En aménageant un terminal low cost (17 millions d’euros d’investissement) dont la mise en service est programmée pour avril 2009, Brussels Airport suit la nouvelle stratégie d’autres aéroports (comme Marseille) et veut surtout profiter de la croissance du segment low cost pour attirer des compagnies à bas tarifs sur son tarmac. Ce qui ne fera pas l’affaire de Brussels Airlines (dont l’aéroport est actionnaire à près de 5 %) qui sera confrontée à davantage de concurrence avec l’arrivée de compagnies à bas tarifs qui bénéficieront de taxes par passager avantageuses. D’après Brussels Airport, actuellement, seul 3 % du trafic total à Bruxelles-National sont du low cost (SkyEurope, EasyJet, Vueling, etc.), soit 600 000 voyageurs sur un total de 17,8 millions de passagers en 2007. Et leur objectif est de capter 4 millions de voyageurs par an d’ici à 2012 dans le nouveau terminal low cost. L’aéroport doit encore déterminer les critères à remplir par les compagnies pour opérer dans la future infrastructure où la taxe par passager devrait être de 6 euros moins chère que dans le terminal classique. Ils sont attendus pour septembre ou octobre.
Il n’y a pas que Brussels Airlines qui est mécontente du projet de Brussels Airport Company.

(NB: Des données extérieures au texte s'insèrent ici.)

PR #39778, opened 2020-11-03
Bugfix gh39757 shared locale sort

### LINKED ISSUE #39757: Raster Legend not sorting correct when edited due to decimal separation
Version QGis 3.16.0

bug not in QGIS 3.14.15

Language settings: Dutch
Country settings: Dutch

I have a style saved in QGis 3.14.15. When using this style in QGis 3.16 it works good.
But changing the value with a decimal precision the legend items moves to the bottem.

Closing and opening the legend settings, shows the correct order again.

See attachments for explanation.
Step 1
Knipsel 1
Step 2
Knipsel2
Step 3
Knipsel3

elpaso:
Try to fix #39757

### DIFF
--- a/python/core/auto_additions/qgis.py
+++ b/python/core/auto_additions/qgis.py
@@ -1,2 +1,3 @@
 # The following has been generated automatically from src/core/qgis.h
+Qgis.DataType.baseClass = Qgis
 Qgis.PythonMacroMode.baseClass = Qgis
--- a/python/core/auto_generated/raster/qgsrastershaderfunction.sip.in
+++ b/python/core/auto_generated/raster/qgsrastershaderfunction.sip.in
@@ -115,7 +115,23 @@ Returns the minimum value for the raster shader.
 Returns legend symbology items if provided by renderer.
 %End
 
+    int labelPrecision() const;
+%Docstring
+Returns label precision
+
+.. versionadded:: 3.16
+%End
+
+    void setLabelPrecision( int labelPrecision );
+%Docstring
+Sets label precision to ``labelPrecision``
+
+.. versionadded:: 3.16
+%End
+
   protected:
+
+
 
 
 };
--- a/python/gui/auto_generated/qgsdoublevalidator.sip.in
+++ b/python/gui/auto_generated/qgsdoublevalidator.sip.in
@@ -55,10 +55,19 @@ Constructor for QgsDoubleValidator.
 
 :param bottom: the minimal range limit accepted by the validator
 :param top: the maximal range limit accepted by the validator
-:param decimal: the number of decimal accepted by the validator
+:param decimal: the number of decimals accepted by the validator
 :param parent: parent object
 %End
 
+    QgsDoubleValidator( int decimal, QObject *parent );
+%Docstring
+Constructor for QgsDoubleValidator.
+
+:param decimal: the number of decimals accepted by the validator
+:param parent: parent object
+
+.. versionadded:: 3.16
+%End
 
 
     QValidator::State validate( QString &input ) const;
--- a/python/gui/auto_generated/raster/qgscolorrampshaderwidget.sip.in
+++ b/python/gui/auto_generated/raster/qgscolorrampshaderwidget.sip.in
@@ -10,6 +10,9 @@
 
 
 
+
+
+
 class QgsColorRampShaderWidget: QWidget, protected Ui::QgsColorRampShaderWidgetBase
 {
 %Docstring
@@ -81,6 +84,8 @@ Returns shared function used in the renderer
 %Docstring
 Sets widget state from the color ramp shader
 %End
+
+    static int VALUE_ROLE;
 
   signals:
     void minimumMaximumChangedFromTree( double minimum, double maximum );
--- a/python/gui/auto_generated/raster/qgscolorrampshaderwidget.sip.in
+++ b/python/gui/auto_generated/raster/qgscolorrampshaderwidget.sip.in
@@ -11,8 +11,6 @@
 
 
 
-
-
 class QgsColorRampShaderWidget: QWidget, protected Ui::QgsColorRampShaderWidgetBase
 {
 %Docstring
@@ -84,8 +82,6 @@ Returns shared function used in the renderer
 %Docstring
 Sets widget state from the color ramp shader
 %End
-
-    static int VALUE_ROLE;
 
   signals:
     void minimumMaximumChangedFromTree( double minimum, double maximum );
--- a/python/gui/auto_generated/raster/qgscolorrampshaderwidget.sip.in
+++ b/python/gui/auto_generated/raster/qgscolorrampshaderwidget.sip.in
@@ -112,6 +112,7 @@ Loads min and max values from color ramp tree
 %End
 
   protected:
+
     void populateColormapTreeWidget( const QList<QgsColorRampShader::ColorRampItem> &colorRampItems );
 %Docstring
 Populates color ramp tree from ramp items
--- a/src/core/qgis.h
+++ b/src/core/qgis.h
@@ -115,6 +115,7 @@ class CORE_EXPORT Qgis
       ARGB32 = 12, //!< Color, alpha, red, green, blue, 4 bytes the same as QImage::Format_ARGB32
       ARGB32_Premultiplied = 13 //!< Color, alpha, red, green, blue, 4 bytes  the same as QImage::Format_ARGB32_Premultiplied
     };
+    Q_ENUM( DataType )
 
     /**
      * Authorisation to run Python Macros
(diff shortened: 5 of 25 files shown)


elpaso:
@PedroVenancio and @jkr-wrk the binary will be available shortly at https://github.com/qgis/QGIS/actions/runs/343473956

### What it's in the PR:

- fix localized input: accepts your locale decimal separator first and fallback on `.` if that doesn't produce a valid number
- for the values, try to show the maximum number of decimals allowed by the data type (float, double, long etc.)
- fix min/max wrong values when discrete interpolation
- fix sorting of classes after editing

### What to test:
- different data types (int, long, float, double)
- different interpolations
- editing of values and check if sorting of classes don't break

Happy testing!

PedroVenancio:
Hi @elpaso 

I still see those issues here:

 - with float32 and 64 (ok with int16);
imagem

 - editing the values break the value itself, and I can only enter an integer number. If I enter a decimal, it rounds it to the next integer: 
qgis_editing_values_2

Here is the sample project I'm testing: https://cld.pt/dl/download/61894ebd-ade0-4f12-8aa3-1405ab2690cc/Float_Issue_Project.zip

elpaso:
https://github.com/qgis/QGIS/issues/39757 is not about paletted but singleband pseudocolor. I don't think this patch applies to paletted (not yet at least).

nyalldawson:
Looking good to me!

elpaso:
@nyalldawson thank you for the review, I will add some more bugfixes in this PR soon, I want to address the float/double paletted too which still has some legacy int cast that breaks the classes.

I'm thinking that the custom delegate `QgsLocaleAwareNumericLineEditDelegate` should be used in the paletted model too, so that we have consistency in how the values are shown and edited and validated, I will use the `QgsDoubleValidator` for that.

PedroVenancio:
> #39757 is not about paletted but singleband pseudocolor. I don't think this patch applies to paletted (not yet at least).

Hi @elpaso 

Sorry, I was testing Paletted.

Now looking at singleband pseudocolor, I'm still seeing two issues:
- It does not change the labels according to the value;
- The ordering only happens after do Ok and then open Properties again.

Here is the old behaviour, and the new:

qgis_single_band_pseudo

Thanks @elpaso

elpaso:
@PedroVenancio the last commit should fix most of the remaining issues.

For the paletted/unique, there is no auto-update of the labels if the value is changed, it was never implemented, for singleband there is logic for that.

Can you please test both paletted and singleband with different data types?

elpaso:
@PeterPetrik @vcloarec I don't know if you are the right guys to ask this but maybe you can have a look if this has an impact on meshes symbology? In particular, the new widget tree delegate assumes that the models store the `double` value in `DisplayRole` and it takes care of proper text formatting according to the underlying provider data type (`Qgis::DataType`) I don't know enough about meshes to know how this will have an impact on those.

PeterPetrik:
I think if test passes we should be fine. if you want to test, you can grab https://github.com/lutraconsulting/MDAL/blob/master/tests/data/grib/Madagascar.wave.7days.grb and see if color widget works. Thanks!

vcloarec:
as mesh use only `double` for scalar value, I think it will be ok.

elpaso:
@vcloarec @PeterPetrik I see no related issues with the test mesh. 

Unrelated to this PR: the precision spinbox and the prefix do not work out of the box unless you reclassify. The reason is that the default labels use limited precision and they are seen by the implementation as if they were changed by the user on purpose. So, the prefix and precision spinbox do not override user-edited labels. 

I'm not going to fix this though.

PedroVenancio:
Hi @elpaso 

- Paletted / Unique Values

1. The ordering is correct now after clicking 'Classify', but doing 'Ok' the ordering, for some reason, is lost.
2. The raster is float64 and does not show so much decimal places as in 'Value' column. For instance, pixel with 1.88 becomes 1,8799999999999999.

qgis_paletted_unique


- Singleband Pseudocolor - Linear

1. Now it works as expected until I do the 'Ok'. After I do the 'Ok', label does not change with precision (returns to the default 4) and does not change in sync with Value. Also, the label suffix appears and is shown in the last class.

qgis_singleband_pseudocolor_linear


- Singleband Pseudocolor - Discrete

1. Label of the first (lower) class does not change automatically, but change for instance after the change of label precision.
2. After the 'Ok' all becomes unresponsive in sync with value.
3. Label precision return to 4 and it is added a label suffix that is shown in the last class.

qgis_singleband_pseudocolor_discrete

elpaso:
@PedroVenancio let's discuss one by one:


> Hi @elpaso
> 
>     * Paletted / Unique Values
> 
> 
>     1. The ordering is correct now after clicking 'Classify', but doing 'Ok' the ordering, for some reason, is lost.

Fixed in 58ce77f

> 
>     2. The raster is float64 and does not show so much decimal places as in 'Value' column. For instance, pixel with 1.88 becomes 1,8799999999999999.
> 

Won't fix: the idea is that we show the real value with full precision in the value column, in case of `1.88` it is 1.87999999999999989341858963598E0  (see: http://www.binaryconvert.com/result_double.html?decimal=049046056056), but C++ implementation supports 15 digits so we get 1,8799999999999999

This is the value used internally to match the value in the renderer and I think we must show it unaltered with full precision (omitting trailing zeroes) because there is no way to know which precision is meaningful for the user's use case.

> 
>     * Singleband Pseudocolor - Linear
> 
> 
>     1. Now it works as expected until I do the 'Ok'. After I do the 'Ok', label does not change with precision (returns to the default 4) and does not change in sync with Value. Also, the label suffix appears and is shown in the last class.
> 
> 
>     * Singleband Pseudocolor - Discrete
> 
> 
>     1. Label of the first (lower) class does not change automatically, but change for instance after the change of label precision.
> 
>     2. After the 'Ok' all becomes unresponsive in sync with value.
> 
>     3. Label precision return to 4 and it is added a label suffix that is shown in the last class.
> 
> 

Please have a look to my latest commits and test it again, thank you for your help!

PedroVenancio:
Hi @elpaso 

> > * Paletted / Unique Values
> > 
> > 
> > 1. The ordering is correct now after clicking 'Classify', but doing 'Ok' the ordering, for some reason, is lost.
> 
> Fixed in 58ce77f

Paletted / Unique Values seems fixed now! Thank you very much!



> > * Singleband Pseudocolor - Linear
> > 

Here it seems everything fine, until a class value be manually changed. By doing that, the label precision becomes irresponsive and label unit suffix is automatically filled with a comma and a sequence of zeros corresponding to the precision choosed at that moment:

qgis_singleband_pseudocolor_linear_2



> > * Singleband Pseudocolor - Discrete
> >

With Discrete I see:

1. The lower value of each class label is always the same of minimum;

2. It seems that the color ramp is not applied in its full range;

3. Label precision becomes irresponsive but just when the manually changing of range values leads to a reordering; however, if the precision is changed before do the "ok", that does not happen and the label is updated.

Label precision field can be negative, maybe block it at zero should be better. 

qgis_singleband_pseudocolor_discrete_2


Again, thank you very much @elpaso !!

elpaso:
> Label precision field can be negative, maybe block it at zero should be better.

This is by design, to reduce precision, try it and check the tooltip for explanations.

I should have fixed the other issues, please have a look.

PedroVenancio:
Hi @elpaso ,

It's seems that almost everything was tackle down!

Now I've just this in Discrete:

1. Color ramp have a strange behaviour. After be changed, it seems that is not applied in its full range. However, if I update something (number of classes for instance), it is applied in it's full range again. Anyway, this does not seem a great concern at this moment.

2. Label still have some challenges. It still becomes unresponsive when the manually changing of range values leads to a reordering and do "Ok". The change of value does not update the label, as it happens when the change does not involve a reordering, and leads to the unresponsive behaviour after the "Ok".

qgis_singleband_pseudocolor_discrete_4

Thanks @elpaso !

elpaso:
@PedroVenancio I'll have a look, FYI when the label color is grey it means that they have the default text and when they are black it means that they have been edited by the user. In the second case the precision and suffix do not update the "edited" values automatically, that's why they become (using your words) "unresponsive".

elpaso:
@PedroVenancio I'm looking to the first issue, I'm not sure that's a bug: the logic behind is that any time there are already values in the list (like when you change ramp) the only thing that is changed is the color which is calculated from the new band. If you want them to be recalculated you need to press "Classify" or change the number of classes (which triggers a new classification). I'm hesitant to change that behavior because it seems it was done on purpose, even if the comment in the code are not very clear about that (in fact the comment suggests the opposite), @nirvn may know more about the expected behavior.

elpaso:
@PedroVenancio can you check if my last commit fixes the second issue?

PedroVenancio:
@elpaso It seems that everything is fixed now!!

Thank you very much for the hard work! Really impressive!

elpaso:
@PedroVenancio thank you for testing and for your high quality issue reporting, this bugfix wouldn't have been possible without that!

PedroVenancio:
Thank you very much @elpaso !! Testing is the easier part, fixing is the serious part!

BATA, l’association des compagnies aériennes en Belgique (Brussels Airlines, TUI, Thomas Cook, VLM, etc.), a déploré l’absence de concertation dans le chef de l’aéroport bruxellois sur le sujet. Elle refuse toute discrimination par rapport aux nouveaux entrants et dénonce le fait que » les règles pour avoir accès au nouveau terminal sont prévues pour le rendre presque impossible pour toutes les compagnies » ou celles déjà présentes sur le site. Elle a rappelé que Bruxelles est l’un des aéroports les plus chers et qu’il devrait penser à réduire ses coûts et améliorer ses équipements.